** Records follows **
PR #603, opened 2026-05-21
fix(inkless:switch): Init Diskless Log on Control Plane on leader changes

giuseppelillo:
Currently diskless init on Control Plane is only executed by leaders when they see a change in `classicToDisklessStartOffset` from <0 to >=0, which means that the offset was just committed to the metadata log. In case the init on control plane was not successful and a new leader is elected, the new leader will not retry the init in cases where the metadata record that committed `classicToDisklessStartOffset` was already processed previously by the new leader.
Change this behavior so that diskless init on Control Plane is done also when there's a leader change.

### DIFF
--- a/core/src/main/scala/kafka/server/ReplicaManager.scala
+++ b/core/src/main/scala/kafka/server/ReplicaManager.scala
@@ -2949,23 +2949,31 @@ class ReplicaManager(val config: KafkaConfig,
       }
     }
 
-    initDisklessLogOnControlPlane(delta)
+    initDisklessLogOnControlPlane(delta, localChanges.leaders.asScala)
   }
 
-  private def initDisklessLogOnControlPlane(delta: TopicsDelta): Unit = {
+  private def initDisklessLogOnControlPlane(
+    delta: TopicsDelta,
+    localLeaders: mutable.Map[TopicPartition, LocalReplicaChanges.PartitionInfo]
+  ): Unit = {
     initDisklessLogManager.foreach { manager =>
-      delta.changedTopics().forEach { (topicId, topicDelta) =>
-        val topicName = topicDelta.name()
-        topicDelta.partitionChanges().forEach { (partitionId, partitionRegistration) =>
-          val previousPartition = Option(delta.image().getTopic(topicId)).flatMap { topicImage =>
-            Option(topicImage.partitions().get(partitionId))
+      localLeaders.foreachEntry { (tp, info) =>
+        val partitionRegistration = info.partition
+        if (partitionRegistration.classicToDisklessStartOffset >= 0) {
+          val previousPartition = Option(delta.image().getTopic(info.topicId)).flatMap { topicImage =>
+            Option(topicImage.partitions().get(tp.partition))
           }
-          val shouldInitOnControlPlane = previousPartition.exists { previous =>
-            previous.classicToDisklessStartOffset < 0 &&
-              partitionRegistration.classicToDisklessStartOffset >= 0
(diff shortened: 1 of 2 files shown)


core/src/main/scala/kafka/server/ReplicaManager.scala
```diff
@@ -2949,23 +2949,31 @@ class ReplicaManager(val config: KafkaConfig,
...
+          val disklessStartOffsetJustCommitted = previousPartition.exists { previous =>
+            previous.classicToDisklessStartOffset < 0
           }
 
-          val tp = new TopicPartition(topicName, partitionId)
+          val becameLocalLeader = previousPartition.forall(_.leader != config.nodeId) &&
+            partitionRegistration.leader == config.nodeId
+          // Init Diskless Log on Control Plane if:
+          // - classicToDisklessStartOffset was just committed to the metadata log
+          // - this broker just became leader
```
jeqo: nit: clarify comment
```suggestion
          // Init Diskless Log on Control Plane if this broker is leader and either:
          // - classicToDisklessStartOffset was just committed to the metadata log (offset transition)
          // - this broker just became leader (failover with already-committed offset)
```

core/src/test/scala/unit/kafka/server/metadata/DisklessSwitchFlowTest.scala
```diff
@@ -793,6 +793,167 @@ class DisklessSwitchFlowTest {
...
+      val disklessImage = withClusterBrokers(disklessDelta.apply(MetadataProvenance.EMPTY))
+      broker0Ctx.metadataPublisher.onMetadataUpdate(disklessDelta, disklessImage, metadataManifest())
+      broker1Ctx.metadataPublisher.onMetadataUpdate(disklessDelta, disklessImage, metadataManifest())
+
+      broker0Ctx.time.sleep(broker0Ctx.initDisklessLogManager.lingerMs)
+      broker0Ctx.scheduler.tick()
+      assertEquals(1, broker0Ctx.channelManager.requests.size())
+      assertEquals(0, broker1Ctx.channelManager.requests.size())
+      broker0Ctx.channelManager.requests.poll().complete(new org.apache.kafka.common.message.InitDisklessLogResponseData().setTopics(util.List.of(
+        new org.apache.kafka.common.message.InitDisklessLogResponseData.TopicResponse()
```
jeqo: nit: maybe import InitDisklessLogResponseData separately?

core/src/test/scala/unit/kafka/server/metadata/DisklessSwitchFlowTest.scala
```diff
@@ -793,6 +793,167 @@ class DisklessSwitchFlowTest {
...
+
+      ctx.time.sleep(ctx.initDisklessLogManager.lingerMs)
+      ctx.scheduler.tick()
+      verify(ctx.controlPlane, times(1)).initDisklessLog(any())
+
+      val sameLeaderDelta = new MetadataDelta(pcrImage)
+      sameLeaderDelta.replay(new PartitionChangeRecord()
+        .setTopicId(topicId)
+        .setPartitionId(0)
+        .setLeader(ctx.config.brokerId)
```
jeqo: nit: changing the leader to no leader change here will not bump the epoch and just shrink the ISR.
```suggestion
        .setLeader(RecordFieldHelpers.NO_LEADER_CHANGE)
```

jeqo (commented):
LGTM, just a couple of minor suggestions.

jeqo (approved):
** End of Records **
Transcribe the data above so that every line matches exactly.

Task answer
PR #603, opened 2026-05-21
fix(inkless:switch): Init Diskless Log on Control Plane on leader changes

giuseppelillo:
Currently diskless init on Control Plane is only executed by leaders when they see a change in `classicToDisklessStartOffset` from <0 to >=0, which means that the offset was just committed to the metadata log. In case the init on control plane was not successful and a new leader is elected, the new leader will not retry the init in cases where the metadata record that committed `classicToDisklessStartOffset` was already processed previously by the new leader.
Change this behavior so that diskless init on Control Plane is done also when there's a leader change.

### DIFF
--- a/core/src/main/scala/kafka/server/ReplicaManager.scala
+++ b/core/src/main/scala/kafka/server/ReplicaManager.scala
@@ -2949,23 +2949,31 @@ class ReplicaManager(val config: KafkaConfig,
       }
     }
 
-    initDisklessLogOnControlPlane(delta)
+    initDisklessLogOnControlPlane(delta, localChanges.leaders.asScala)
   }
 
-  private def initDisklessLogOnControlPlane(delta: TopicsDelta): Unit = {
+  private def initDisklessLogOnControlPlane(
+    delta: TopicsDelta,
+    localLeaders: mutable.Map[TopicPartition, LocalReplicaChanges.PartitionInfo]
+  ): Unit = {
     initDisklessLogManager.foreach { manager =>
-      delta.changedTopics().forEach { (topicId, topicDelta) =>
-        val topicName = topicDelta.name()
-        topicDelta.partitionChanges().forEach { (partitionId, partitionRegistration) =>
-          val previousPartition = Option(delta.image().getTopic(topicId)).flatMap { topicImage =>
-            Option(topicImage.partitions().get(partitionId))
+      localLeaders.foreachEntry { (tp, info) =>
+        val partitionRegistration = info.partition
+        if (partitionRegistration.classicToDisklessStartOffset >= 0) {
+          val previousPartition = Option(delta.image().getTopic(info.topicId)).flatMap { topicImage =>
+            Option(topicImage.partitions().get(tp.partition))
           }
-          val shouldInitOnControlPlane = previousPartition.exists { previous =>
-            previous.classicToDisklessStartOffset < 0 &&
-              partitionRegistration.classicToDisklessStartOffset >= 0
(diff shortened: 1 of 2 files shown)


core/src/main/scala/kafka/server/ReplicaManager.scala
```diff
@@ -2949,23 +2949,31 @@ class ReplicaManager(val config: KafkaConfig,
...
+          val disklessStartOffsetJustCommitted = previousPartition.exists { previous =>
+            previous.classicToDisklessStartOffset < 0
           }
 
-          val tp = new TopicPartition(topicName, partitionId)
+          val becameLocalLeader = previousPartition.forall(_.leader != config.nodeId) &&
+            partitionRegistration.leader == config.nodeId
+          // Init Diskless Log on Control Plane if:
+          // - classicToDisklessStartOffset was just committed to the metadata log
+          // - this broker just became leader
```
jeqo: nit: clarify comment
```suggestion
          // Init Diskless Log on Control Plane if this broker is leader and either:
          // - classicToDisklessStartOffset was just committed to the metadata log (offset transition)
          // - this broker just became leader (failover with already-committed offset)
```

core/src/test/scala/unit/kafka/server/metadata/DisklessSwitchFlowTest.scala
```diff
@@ -793,6 +793,167 @@ class DisklessSwitchFlowTest {
...
+      val disklessImage = withClusterBrokers(disklessDelta.apply(MetadataProvenance.EMPTY))
+      broker0Ctx.metadataPublisher.onMetadataUpdate(disklessDelta, disklessImage, metadataManifest())
+      broker1Ctx.metadataPublisher.onMetadataUpdate(disklessDelta, disklessImage, metadataManifest())
+
+      broker0Ctx.time.sleep(broker0Ctx.initDisklessLogManager.lingerMs)
+      broker0Ctx.scheduler.tick()
+      assertEquals(1, broker0Ctx.channelManager.requests.size())
+      assertEquals(0, broker1Ctx.channelManager.requests.size())
+      broker0Ctx.channelManager.requests.poll().complete(new org.apache.kafka.common.message.InitDisklessLogResponseData().setTopics(util.List.of(
+        new org.apache.kafka.common.message.InitDisklessLogResponseData.TopicResponse()
```
jeqo: nit: maybe import InitDisklessLogResponseData separately?

core/src/test/scala/unit/kafka/server/metadata/DisklessSwitchFlowTest.scala
```diff
@@ -793,6 +793,167 @@ class DisklessSwitchFlowTest {
...
+
+      ctx.time.sleep(ctx.initDisklessLogManager.lingerMs)
+      ctx.scheduler.tick()
+      verify(ctx.controlPlane, times(1)).initDisklessLog(any())
+
+      val sameLeaderDelta = new MetadataDelta(pcrImage)
+      sameLeaderDelta.replay(new PartitionChangeRecord()
+        .setTopicId(topicId)
+        .setPartitionId(0)
+        .setLeader(ctx.config.brokerId)
```
jeqo: nit: changing the leader to no leader change here will not bump the epoch and just shrink the ISR.
```suggestion
        .setLeader(RecordFieldHelpers.NO_LEADER_CHANGE)
```

jeqo (commented):
LGTM, just a couple of minor suggestions.

jeqo (approved):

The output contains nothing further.